# Icon strecken / zerren



## blaues_etwas (30. Dez 2007)

Ich hab ein ImageIcon von den Ausmaßen 50x50 möchte aber dieses Icon einem Label mit den Ausmaßen 150x30 zuweisen. Gibt es eine Möglichkeit das Icon in die gewünschte Größe zu strecken? Die *.gif Datei möchte ich nicht ändern.

mfg blaues_etwas


----------



## Coder21 (30. Dez 2007)

Müsste das nicht mit setSize(int a, int b) funktionieren?
Bin mir jetzt aber nicht sicher.


----------



## blaues_etwas (30. Dez 2007)

wenn ich das Label mit setSize() strecke, zentriert sich das Icon in der Mitte mit den gleichen Ausmaßen.


----------



## anfänger15 (30. Dez 2007)

die größe ändern bringt nichts.

Du kannst aber mit der Klasse Image dein Icon skalieren.
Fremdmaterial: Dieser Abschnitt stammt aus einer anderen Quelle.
PR #1259, opened 2021-06-19
Add ntdll entrypoints used by libraries to the direct import list

jkotas:


jkotas:
This won't work. These entrypoints are not in the import libraries.

PR #1265, opened 2021-06-21
Use NetCoreAppToolCurrent for ilc

jkotas:
- Allows us to dogfood .NET 6, crossgen2 is on the same plan
- Undo custom System.Reflection.Metadata version that is no longer needed


MichalStrehovsky (approved):
LGTM if we can still build and debug the compiler in a non-preview Visual Studio.

jkotas:
> LGTM if we can still build and debug the compiler in a non-preview Visual Studio.

It works fine. You have to have Tool/Options/Environment/Preview Features/Use previews of the .NET SDK checked and the .NET SDK preview installed globally.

Image.getScaledInstance(int width, int height, int hints);

davon rate ich dir aber ab, denn dies verursacht nur unnötige rechenzeit und außerdem kann das ein spezielles Grafikprogramm viel besser. Ich rate dir die Icons in der größe in der du sie brauchst abzuspeichern.


----------



## blaues_etwas (30. Dez 2007)

Icon wird nur in 50x50 benötigt, nur einmal eben nicht, deswegen werd ich mir aber kein neues Icon zulegen.

Danke für eure Antworten
greetz blaues_etwas


----------



## anfänger15 (30. Dez 2007)

Das ist deine Entscheidung im allgemeinen würde ich dir aber eher empfehlen das Icon einmal mit einer anderen Größe abzuspeichern, denn ein Icon benötigt relativ wenig Speicherplatz und der Rechenaufwand dieses jedesmal neu zu skalieren ist wesentlich größer.


----------



## Gast2 (30. Dez 2007)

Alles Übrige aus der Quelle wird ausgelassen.